The textual information includes a description of each objective,
actual and target values for each objective and previous actuals
for each objective. The metric data in the presentation may be
connected to the computation engine such that any changes in the
underlying data can be reflected by updating the objects. Updates
may be performed periodically, upon request by the untethered
device (pull), or upon transmission by the computation engine
(push). Moreover, a capability of the computation engine to work
with a diversity of data (currency, percentage, etc.) and still
compute statuses is also reflected in the presentation by showing
the metric data in their original format (e.g. euro,
percentage).
[0051] Also included in the presentation are smaller composite
objects or icons (e.g. 518) for further status indication. These
include trend icons, status indicators according to a selected
scheme, and so on. By using composite objects as opposed to bitmap
images or other types of data inherent limitations of these types
of objects are overcome providing a dynamic link between the
presentation and the performance metric computation.
[0052] As in the first example user interface, interaction with the
computation engine or other parts of the business service managing
the operations may be provided through selection of any of the
objects on the metric view, menu items in the user interface, and
the like.
[0053] FIG. 6 illustrates a screenshot of an indicator selection
wizard for a mobile device performance metrics application. Metric
views may be provided in untethered visualization applications
according to embodiments with preselected indicators representing
metrics or analysis results. According to other embodiments, the
user may be enabled to select one or more indicators to be used by
the visualization application and define scorecard elements (and/or
analysis results) to be reflected by the selected indicators. The
indicator selection wizard is one method of implementing such a
selection.
[0054] Category panel 622 lists available indicators by category in
a collapsible list format. The list of available indicators may
also be provide using other formats. In the example screenshot,
"Miscellaneous" category is selected under the main group of
Centered Indicators.
[0055] Template panel 624 includes visual representations of
available indicators in this category. The indicators include
circled flags, pie chart icons (quarters), color scheme dots, road
signs, and the like. Visualization applications in untethered
devices may include single or multiple indicators. The indicators
employ geometric units to visualize business performance and show
magnitude, patterns of structured and unstructured data,
interrelationships, causalities, and dependencies. Through
visualizing outputs of quantitative models business users may be
enabled to make faster, more relevant decisions based on data that
is readily interpreted. The example indicator selection wizard may
be part of an embeddable authoring user interface for generating
performance metric based visualizations. For example, the wizard
may provide a selection of objects from a graphics application such
as VISIO.RTM. by MICROSOFT CORP. of Redmond, Wash.

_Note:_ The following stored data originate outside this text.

PR #437, opened 2017-11-26
[BUGFIX] Throw the correct exception for invalid excluded selectors

zoliszabo:
Invalid excluded selectors were not handled before. Accidentally, a
`\RuntimeException` was thrown for these cases by `handleXpathError()`.

Now an `\InvalidArgumentException` is thrown only when in debug mode.
Else, the invalid selector is simply ignored.


Classes/Emogrifier.php
```diff
@@ -1756,6 +1766,20 @@ public function handleXpathError($type, $message, $file, $line, array $context)
             );
         }
 
+        // Catches eventual warnings generated by invalid selectors in method getNodesToExclude()
+        if ($type === E_WARNING && isset($context['selectorToExclude'])) {
```
oliverklee: This can be unified to a `if ($type === E_WARNING)` around both cases.

Tests/Unit/EmogrifierTest.php
```diff
@@ -1766,6 +1766,19 @@ public function removeExcludedSelectorGetsMatchingElementsToBeEmogrifiedAgain()
         self::assertContains('<p class="x" style="margin: 0;"></p>', $result);
     }
 
+    /**
+     * @test
+     *
+     * @expectedException \InvalidArgumentException
+     */
+    public function emogrifyThrowsInvalidArgumentExceptionForInvalidExcludedSelectorInDebugMode()
```
oliverklee: We also need a test for the non-debug case (that tests that no exception is caught, e.g. indirectly by checking that some particular HTML is returned).

Tests/Unit/EmogrifierTest.php
```diff
@@ -1766,6 +1766,19 @@ public function removeExcludedSelectorGetsMatchingElementsToBeEmogrifiedAgain()
         self::assertContains('<p class="x" style="margin: 0;"></p>', $result);
     }
 
+    /**
+     * @test
+     *
+     * @expectedException \InvalidArgumentException
```
oliverklee: Please use 'expectException' instead. It's the recommended way now: https://phpunit.de/manual/current/en/writing-tests-for-phpunit.html#writing-tests-for-phpunit.exceptions

(I've created issue #438 for converting the other tests.)

Classes/Emogrifier.php
zoliszabo: Actually, since the `handleXpathError()` method is only assigned to the E_WARNING type, I chose to get rid of the `if ($type === E_WARNING)` conditions.

Maybe the `handleXpathError()` method should be renamed to better reflect its scope on warnings only? What do you think?

zoliszabo:
Hi @oliverklee! Feedback implemented. Please also see my comment at https://github.com/MyIntervals/emogrifier/pull/437#discussion_r153071293.
Many thanks!

Classes/Emogrifier.php
zoliszabo: Had to add back condition `if ($type === E_WARNING)` (although it's always true), because phpcs was raising a warning because of parameter `$type` not being used anymore. Is there a better solution here?

oliverklee: Yes, please let's rename it.

oliverklee: As for the unused parameter, you can add an `@codingStandardsIgnoreLine` anotation to the line above it.

Classes/Emogrifier.php
```diff
@@ -1741,27 +1751,43 @@ private function getNodesToExclude(\DOMXPath $xPath)
...
+                        $line
+                    ),
+                    1511683740
+                );
+            }
+
+            // Catches eventual warnings generated by method getAllNodesWithStyleAttribute()
+            if (isset($context['xPath'])) {
+                throw new \RuntimeException(
+                    sprintf('%1$s in %2$s on line %3$u', $message, $file, $line),
```
oliverklee: Here, the some parameters to `sprintf` are missing.

zoliszabo: I am not sure what you mean here.

oliverklee:
@zoliszabo Could you please ping me here in the PR once you've pushed a new version with the unused parameter whitelisted for PHPCS?

zoliszabo:
@oliverklee Renamed `handleXpathError()` to `handleXpathQueryWarnings()`. Added `@codingStandardsIgnoreLine`, like suggested - however, I am not sure whether this line of comment detaches the phpdoc block from its method (e.g. NetBeans loses connection)...

Classes/Emogrifier.php
```diff
@@ -1739,29 +1749,46 @@ private function getNodesToExclude(\DOMXPath $xPath)
...
-                    $file,
-                    $line
-                ),
-                1509279985
-            );
-        }
+    // @codingStandardsIgnoreLine
+    public function handleXpathQueryWarnings($type, $message, $file, $line, array $context)
+    {
+        if ($type === E_WARNING) {
```
oliverklee: Wasn't the idea to remove this if? Otherwise, `$type` would not be unused, and we wouldn't need to silence PHP_CodeSniffer about the unused parameter.

oliverklee:
When `$type` actually is unused, we can also use and end-line comment for the line with the method declaration to avoid the problem with NetBeans:
```
public function handleXpathQueryWarnings($type, $message, $file, $line, array $context) // @codingStandardsIgnoreLine
```

This will cause the line to be too long, but as the codesniffer ignores that line, that will not be a problem. ;-)

oliverklee:
And could you also please rebase (just to be safe …)? Thanks!

Tests/Unit/EmogrifierTest.php
```diff
@@ -1766,6 +1766,46 @@ public function removeExcludedSelectorGetsMatchingElementsToBeEmogrifiedAgain()
...
+        $this->subject->setHtml('<html><p class="x"></p></html>');
+        $this->subject->addExcludedSelector('..p');
+        $result = $this->subject->emogrify();
+        self::assertContains('<p class="x"></p>', $result);
+    }
+
+    /**
+     * @test
+     */
+    public function emogrifyIgnoresOnlyInvalidExcludedSelectorWhenNotInDebugMode()
```
oliverklee: Great tests, by the way! :+1:

Classes/Emogrifier.php
zoliszabo: @oliverklee Of course it was... I was just rushing to submit... Removed the extra condition, moved phpcs comment to the end of the line, did the rebase. Please check. And sorry.

oliverklee: Looks good. And there's no need to apologize. Forgetting/missing things just happens, that's normal, and that's what a second pair of eyes is for. :-)

oliverklee:
Merged. Thanks for the PR, @zoliszabo! ❤️

Issue #441, opened 2017-12-27
Invalid / unrecognized CSS selectors in media query blocks are not handled


zoliszabo:
Invalid / unrecognized (not implemented) CSS selectors from within media query blocks are not handled and they are wrongfully causing a `\RuntimeException`.

oliverklee:
This indeed should only throw an exception in debug mode, and be silently ignored in non-debug mode.

I see there's already a branch for this. Looking forward to reviewing the PR! :heart:

zoliszabo:
Fixed with PR https://github.com/MyIntervals/emogrifier/pull/442.

Issue #439, opened 2017-12-15
Fatal error: Uncaught RuntimeException: DOMXPath::query():


nikmauro:
Fatal error: Uncaught RuntimeException: DOMXPath::query(): Invalid expression in /var/www/vhosts/.com/httpdocs/vendor/pelago/emogrifier/Classes/Emogrifier.php on line 1108 in /var/www/vhosts/.com/httpdocs/vendor/pelago/emogrifier/Classes/Emogrifier.php:1785 Stack trace: #0 [internal function]: Pelago\Emogrifier->handleXpathQueryWarnings(2, 'DOMXPath::query...', '/var/www/vhosts...', 1108, Array) #1 /var/www/vhosts/.com/httpdocs/vendor/pelago/emogrifier/Classes/Emogrifier.php(1108): DOMXPath->query('//*[contains(co...') #2 /var/www/vhosts/.com/httpdocs/vendor/pelago/emogrifier/Classes/Emogrifier.php(1063): Pelago\Emogrifier->existsMatchForCssSelector(Object(DOMXPath), '.mobile_link a[...') #3 /var/www/vhosts/.com/httpdocs/vendor/pelago/emogrifier/Classes/Emogrifier.php(412): Pelago\Emogrifier->copyCssWithMediaToStyleNode(Object(DOMDocument), Object(DOMXPath), '@media screen a...') #4 /var/www/vhosts/.com/httpdocs/vendor/pelago/emogrifier/Classes/Emogrifier.php(328): Pelago\Em in /var/www/vhosts/.com/httpdocs/vendor/pelago/emogrifier/Classes/Emogrifier.php on line 1785

```CSS

a[href^="tel"], a[href^="sms"] {
                text-decoration: none;
                color: black; /* or whatever your want */
                pointer-events: none;
                cursor: default;
            }

            .mobile_link a[href^="tel"], .mobile_link a[href^="sms"] {
                text-decoration: default;
                color: orange !important; /* or whatever your want */
                pointer-events: auto;
                cursor: default;
            }

 @media only screen and (min-device-width: 768px) and (max-device-width: 1024px) {
            a[href^="tel"], a[href^="sms"] {
                text-decoration: none;
                color: blue; /* or whatever your want */
                pointer-events: none;
                cursor: default;
            }
```

oliverklee:
Hi @nikmauro, thanks for the bug report!

[...]

PR #442, opened 2017-12-27
[BUGFIX] Handle invalid/unrecognized selectors in media query blocks

zoliszabo:
Solves issue #441:
 - Throw `\InvalidArgumentException` for invalid/unrecognized selectors in
   debug mode;
 - Keep media query blocks containing invalid/non-recognized selectors when
   not in debug mode.


Classes/Emogrifier.php
```diff
@@ -1097,15 +1097,26 @@ private function extractMediaQueriesFromCss($css)
...
     private function existsMatchForCssSelector(\DOMXPath $xPath, $cssSelector)
     {
-        $nodesMatchingSelector = $xPath->query($this->translateCssToXpath($cssSelector));
+        try {
+            $nodesMatchingSelector = $xPath->query($this->translateCssToXpath($cssSelector));
+        } catch (\InvalidArgumentException $e) {
+            if ($this->debug) {
+                throw $e;
+            }
+            return true;
```
oliverklee: This should be false, if I'm not mistaken.

Tests/Unit/EmogrifierTest.php
```diff
@@ -2257,4 +2257,29 @@ public function emogrifyRemovesImportantRule($originalStyleAttributeContent, $ex
...
+        $this->subject->setHtml('<html></html>');
+        $this->subject->setCss('@media screen {p^^ {color: red;}}');
+        $this->subject->setDebug(true);
+        $this->subject->emogrify();
+    }
+
+    /**
+     * @test
+     */
+    public function emogrifyKeepsInvalidOrUnrecognizedSelectorsInMediaQueryBlocksInNonDebugMode()
```
oliverklee: Great test names!

Classes/Emogrifier.php
zoliszabo: It may happen that a CSS selector is valid, but is not recognized (not implemented) by Emogrifier. This is why I thought it would be good to keep all selectors we can't figure out whether they are invalid for real or just not (yet) implemented.

Maybe there should be a switch/option (keep unrecognized selectors or not)?

oliverklee: There is no way for Emogrifier to "keep" a selector if it cannot properly match it. Either Emogrifier can match a selector (then it gets converted to an xPath selector, and the CSS will get applied to the HTML), or it cannot match it (then the CSS will not be applied).

zoliszabo: As far as I can understand the code, this keeping/not keeping procedure is applied (only) for media query blocks: if at least one of the selectors from a media query block has matching nodes (is relevant for the document), the whole media query block is kept in the final output. See method `copyCssWithMediaToStyleNode`.

Of course it would make sense to not keep whole media query blocks, but only declarations with relevant selectors, but that's another PR.

oliverklee: I've read this method again: The return value of the method (technically) indicates this:

```php
return $nodesMatchingSelector !== false && $nodesMatchingSelector->length !== 0;
```

This means that it should return true if the selector has found at least one node and has not created any errors. So I think the return value should be false for errors in non-debug mode.

Does this make sense, or am I still missing anything?

zoliszabo: Please consider the following example (as reported in #439, slightly modified):

```
@media only screen and (min-device-width: 768px) and (max-device-width: 1024px) {
    .mobile_link a[href^="tel"] {
        color: blue;
    }
}
```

[0056] Other example indicators may include bar indicators, traffic
light indicators, check marks, smiley faces, and so on, which
utilize shape and color to convey performance metric information to
the user.
[0057] FIG. 7 illustrates an example service-based architecture in
which the untethered interaction with performance metric
applications may be performed. Service based architectures are an
increasingly popular style for building software applications that
use services available in a network such as the web. They promote
loose coupling between software components so that they can be
reused. Applications in a service based architecture are built
based on services. A service is an implementation of a well-defined
business functionality, and such services can then be consumed by
clients in different applications or business processes.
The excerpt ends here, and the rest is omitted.